Nos prob­lèmes sont de faux prob­lèmes. Créés et entretenus. Mais nous ne sommes plus dupes.

Trans­port de plaques de plâtre dans la nuit. Seul. Quand cela fini­ra-t-il? Des avions sur­v­o­lent l’église. J’ai râtis­sé les pier­res, deux étoiles bril­lent au large. Un film d’ac­tion. Je le regarde jusqu’au bout. Et à nou­veau le lit. Où je suis bien. Et nulle part. Dans el cof­fre de la voiture, dix plants de salades oubliés. La voi­sine dit que c’est trop tôt pour les tomates, mais que la salade, on peut.

Tout fait réfléchir et incline notre déci­sion, mais ce qui par dessus tout incline notre déci­sion, c’est notre rap­port aux choses pos­sédées, le prob­lème étant que, faute de rien pos­séder, la déci­sion est prise par les autres, la pro­priété définis­sant seule aujour­d’hui la posi­tion de pouvoir.

Gala, par la fenêtre de son petit loge­ment crie, de façon à être enten­due:
- Tu me fais peur! tu me fais peur!
Je me tiens sur le pas de la porte, un paquet de chips et quelques bières à la main.
Elle n’ou­vre pas. Le voisin tape dans les pneus de sa jeep pour se don­ner une con­te­nance. Il surveille.

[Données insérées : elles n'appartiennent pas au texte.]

PR #1158, opened 2024-01-14
Add sign up, refactor login flow

aeharding:
This is quite similar to Mastodon's approach to sign up and log in.

TODO

- [x] add filters for join server list
- [x] Default server support


aeharding:
Created https://github.com/tgxn/lemmy-explorer/issues/180 to track adding a registration mode filter for those who want to sign up instantly :)

Issue #1154, opened 2024-01-11
Remove upvote/downvote buttons in post menu


slrgt:
**Is your feature request related to a problem? Please describe.**
Important buttons like crosspost and report are hidden and require a scroll because there are too many buttons in the menu

**Describe the solution you'd like**
It would be convenient if these buttons were displayed without needing to scroll and the upvote/downvote buttons are redundant since they're already present next to the menu button.

This is how it could look by default:

![image](https://github.com/aeharding/voyager/assets/114287507/df4120e2-624b-46e7-9545-5d2db8af8724)

aeharding:
Thanks, however this is a duplicate of https://github.com/aeharding/voyager/issues/417

PR #1167, opened 2024-01-18
Removes upvote and downvote from MoreActions.tsx

bartivs:
As described in #1154


aeharding:
Hi, thanks for the PR, however this was already rejected, see reason here:

https://github.com/aeharding/voyager/issues/417

PR #3701, opened 2025-04-01
adding node selectors to system critical apps

ben851:

Trying to investigate the 504 gateway timeouts. I can sometimes correlate a node being recycled around the time the 504 appears. When we switched from Kustomize to Helmfile we didn't always add the node selector for system critical apps to be ON_DEMAND. Adding that here. Not 100% sure this will fix anything but it should be there anyway.

## What are you changing?

Investigating 504 errors in prod

## After merging this PR


P0NDER0SA (approved):
LGTM

jimleroyer (approved):
Thanks for looking into this.

PR #3702, opened 2025-04-01
adding workflows to run latest db upgrade manually

P0NDER0SA:

Nothing, this will only run if manually triggered

## What are you changing?

Updates to our Github Workflows (adding two) for Prod and Staging to run the latest API tag DB upgrade script.

## After merging this PR


jimleroyer (approved):
Looks good :shipit:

Avec Mohammed au restau­rant des Allo­bro­ges de Seyssel. Vue sur l’autre berge du Rhône et le monastère des Capucins où nous viv­ions avec Gala il y a cinq ans, avant que le pro­prié­taire, pour une lubie, ne nous en chas­se. Nour­ri­t­ure médiocre, mais l’in­vi­ta­tion de mon chauffag­iste me fait plaisir (j’au­rai préféré rester au jardin, à regarder les arbustes bour­geon­ner, à écouter les nou­velles de Fukushi­ma et de Lybie). Sur la ter­rasse, appren­ties coif­feuses et ouvri­ers du bâti­ment, les unes attiffées, les autres l’oeil rouge, la clope au bec. Mohammed racon­te l’ad­min­is­tra­tion, et sa bataille d’ar­ti­san qui s’in­stalle, à qui on refuse le per­mis, le tra­vail, le prêt d’ar­gent. Sen­ti­ment général de blocage: les français ne par­lent que de cela. Et fanfaronnent.

Sat­is­fac­tion à l’idée que je vais dormir. Je suis à mon bureau, jambes allongées dans la nuit. A la branche faîtière du poiri­er se bal­ance le bidon d’in­sec­ti­cide sur lequel la famille tire au pis­to­let. Je ne tra­vaille pas. J’ai quit­té le bureau. Sans dire que je ne reviendrai pas. Pas aujour­d’hui pas demain. Lais­sé la ville, quit­té la grande machine. Et la vue de mon lit, ce soir, avec ses draps beiges, ses tablettes trans­par­entes, ses lumi­naires en tubes, me rem­plit de satisfaction.